I know object-oriented approaches rock and all, but have you considered not using a class for this?
import myio
myio.folder('chars')
myio.folder('renders')
mydata.get would then be reading from your external file directly (as opposed to being read upon instantiation) and either return a value or throw an error depending on what you’re looking for and it’d better follow the http://en.wikipedia.org/wiki/Open/closed_principle in that you could transparently append additional methods of reading data other than JSON and from disk, such as a database, as the only requirement would be a string key, as opposed to variables of a class which are both limited in which characters they may contain but also more lengthy to try/except
On another note, it seems you’re coding towards absolute paths, is this temporary?
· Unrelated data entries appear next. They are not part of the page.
PR #2282, opened 2017-12-21
CordFormation adopts new rpc security format in node.conf [CORDA-877]

IgorNitto:
* Cordformation now uses new format for configuring rpc access control in node configuration files    
* Added some syntactic sugar to create a list of rpc users in node dsl and used it in demos
* Modified NodeWebServer to startup with new config structure
* Incremented plugins version number


gradle-plugins/cordformation/src/main/kotlin/net/corda/plugins/Cordform.kt
```diff
@@ -283,4 +302,15 @@ open class Cordform : DefaultTask() {
 
     private fun Node.logFile(name: String): Path = this.logDirectory().resolve(name)
     private fun ProcessBuilder.addEnvironment(key: String, value: String) = this.apply { environment().put(key, value) }
+
+    // An element of node DSL describing a user.
+    // @see listOfUsers
+    internal class NodeUser(var name: String? = null) {
```
sollecitom: Why are `username` and `password` nullable with default values?

gradle-plugins/cordformation/src/main/kotlin/net/corda/plugins/Cordform.kt
```diff
@@ -283,4 +302,15 @@ open class Cordform : DefaultTask() {
...
+        var password: String? = null
+        var permissions: List<String> = mutableListOf<String>()
+        fun toPropertyMap() = mapOf(
```
sollecitom: Might be good to specify that the result type here is `Map<String, Any?>` by explicitly declared it.

gradle-plugins/cordformation/src/main/kotlin/net/corda/plugins/Node.kt
```diff
@@ -95,7 +97,15 @@ class Node(private val project: Project) : CordformNode() {
     }
 
     private fun configureProperties() {
-        config = config.withValue("rpcUsers", ConfigValueFactory.fromIterable(rpcUsers))
+        if (rpcUsers != null) {
+            config = config.withValue("security", ConfigValueFactory.fromMap(mapOf(
```
sollecitom: Perhaps extract this into a separate private function.

samples/attachment-demo/build.gradle
```diff
@@ -35,12 +35,18 @@ dependencies {
 }
 
 task deployNodes(type: net.corda.plugins.Cordform, dependsOn: ['jar']) {
-    ext.rpcUsers = [['username': "demo", 'password': "demo", 'permissions': ["StartFlow.net.corda.attachmentdemo.AttachmentDemoFlow",
-                                                                             "InvokeRpc.wellKnownPartyFromX500Name",
-                                                                             "InvokeRpc.attachmentExists",
-                                                                             "InvokeRpc.openAttachment",
-                                                                             "InvokeRpc.uploadAttachment",
-                                                                             "InvokeRpc.internalVerifiedTransactionsFeed"]]]
+    ext.rpcUsers = listOfUsers {
```
sollecitom: I mightily prefer this version to the current one, but why are we changing it? Do we still support the current format?

webserver/src/main/kotlin/net/corda/webserver/WebServerConfig.kt
```diff
@@ -5,18 +5,23 @@ import net.corda.core.utilities.NetworkHostAndPort
...
 import net.corda.nodeapi.internal.config.getValue
+import net.corda.nodeapi.internal.config.parseAs
 import java.nio.file.Path
 
 /**
  * [baseDirectory] is not retrieved from the config file but rather from a command line argument.
  */
-class WebServerConfig(override val baseDirectory: Path, val config: Config) : NodeSSLConfiguration {
+class WebServerConfig(override val baseDirectory: Path, val config: Config)
+    : NodeSSLConfiguration {
```
sollecitom: Why was this moved to new line?

webserver/src/main/kotlin/net/corda/webserver/WebServerConfig.kt
```diff
@@ -5,18 +5,23 @@ import net.corda.core.utilities.NetworkHostAndPort
...
     override val keyStorePassword: String by config
     override val trustStorePassword: String by config
     val exportJMXto: String get() = "http"
     val useHTTPS: Boolean by config
     val myLegalName: String by config
     val rpcAddress: NetworkHostAndPort by config
     val webAddress: NetworkHostAndPort by config
-    val rpcUsers: List<User> by config
+    val runAs: User // TODO: replace with credentials supplied by a user
```
sollecitom: Can this user come from the constructor of the configuration type? This would make it far more re-usable and testable.

webserver/src/main/kotlin/net/corda/webserver/internal/NodeWebServer.kt
```diff
@@ -205,10 +205,9 @@ class NodeWebServer(val config: WebServerConfig) {
     }
 
     private fun connectLocalRpcAsNodeUser(): CordaRPCOps {
-        val rpcUser = config.rpcUsers.firstOrNull() ?: throw IllegalArgumentException("The node config has not specified any RPC users")
-        log.info("Connecting to node at ${config.rpcAddress} as $rpcUser")
+        log.info("Connecting to node at ${config.rpcAddress} as ${config.runAs}")
         val client = CordaRPCClient(config.rpcAddress)
-        val connection = client.start(rpcUser.username, rpcUser.password)
+        val connection = client.start(config.runAs.username, config.runAs.password)
```
sollecitom: It'd be great to have an extension function `client.startAs(user: User)` so that this line can become `val connection = client.startAs(config.user)`.

samples/attachment-demo/build.gradle
sollecitom: As discussed, please leave one of the demos with the old `[[user1]]` format, to "test" that it's still compatible.

IgorNitto: The current format is still there. This is simply a macro to express the same thing with a different syntax.

gradle-plugins/cordformation/src/main/kotlin/net/corda/plugins/Cordform.kt
IgorNitto: This is because the Gradle framework, which expect these fields to be publicly accessible AFAIK.

webserver/src/main/kotlin/net/corda/webserver/WebServerConfig.kt
IgorNitto: Sounds good. See next commit!

samples/attachment-demo/build.gradle
IgorNitto: Kept plain format in previous demo.

gradle-plugins/cordformation/src/main/kotlin/net/corda/plugins/Cordform.kt
```diff
@@ -54,6 +55,24 @@ open class Cordform : DefaultTask() {
...
+     *
+     * myUsers = listOfUsers {
+     *     userName1 {
+     *        password = "<password>"
+     *        permissions = ["<permission1>", ...]
+     *    }
+     *    ...
+     * }
+     */
+    fun listOfUsers(usersConfig: Closure<*>): List<Map<String, Any?>> {
```
sollecitom: Is this safe in terms of empty block or not specified?

sollecitom:
Docs and `changelog.rst`.

gradle-plugins/cordformation/src/main/kotlin/net/corda/plugins/Cordform.kt
IgorNitto: I checked that an empty "listOfUsers {}" will produce an empty list of users in node.conf, while using an incorrect field inside a user block will result in a compile-time error.

samples/attachment-demo/build.gradle
Clintonio: The DSL name here should be just "users". The API documentation can specify that it returns a list. This is similar to the `cordapps` block we have else where.

samples/irs-demo/cordapp/build.gradle
```diff
@@ -45,19 +45,19 @@ dependencies {
...
-                     "StartFlow.net.corda.irs.flows.AutoOfferFlow\$Requester",
-                     "StartFlow.net.corda.irs.flows.UpdateBusinessDayFlow\$Broadcast",
-                     "StartFlow.net.corda.irs.api.NodeInterestRates\$UploadFixesFlow",
-                     "InvokeRpc.vaultQueryBy",
-                     "InvokeRpc.networkMapSnapshot",
-                     "InvokeRpc.currentNodeTime",
-                     "InvokeRpc.wellKnownPartyFromX500Name"
-             ]]
-    ]
+    ext.rpcUsers = listOfUsers {
```
Clintonio: I know you're not the original author but given we want best practices in this code can you change this to "def rpcUsers = ". Putting users on the extension makes no sense here and has been cargo culted around the codebase.

IgorNitto:
At last, I had to revert the DSL element for rpcUsers for now because gradle plugins have changed in the meantime to a point that adding it back would be quite complicated and this has very low priority now.

The change is therefore restricted to the config output, which now uses the new format. I validated it using one of the samples to validate it.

At the very least it could be helpful to store the root of paths within something more dynamic such as an environment variable so that you can work across OSs:
data = {'chars_folder': r'$ROOT\TestProject\Source\Characters',
'renders_folder': r'$ROOT\TestProject\Output\images',
'textures_folder': r'$ROOT\TestProject\Resources\Images\Textures'}
Additionally, it may also be helpful to store the information relative the directories you are referencing:
# $ROOT/TestProject/paths.json
{
'Characters': 'Source/Characters',
'Images': 'Output/images',
'Textures': 'Resources/Images/Textures'
}
That way they’d stay portable across both platforms and projects, in case you’d prefer re-using the template/schema for others.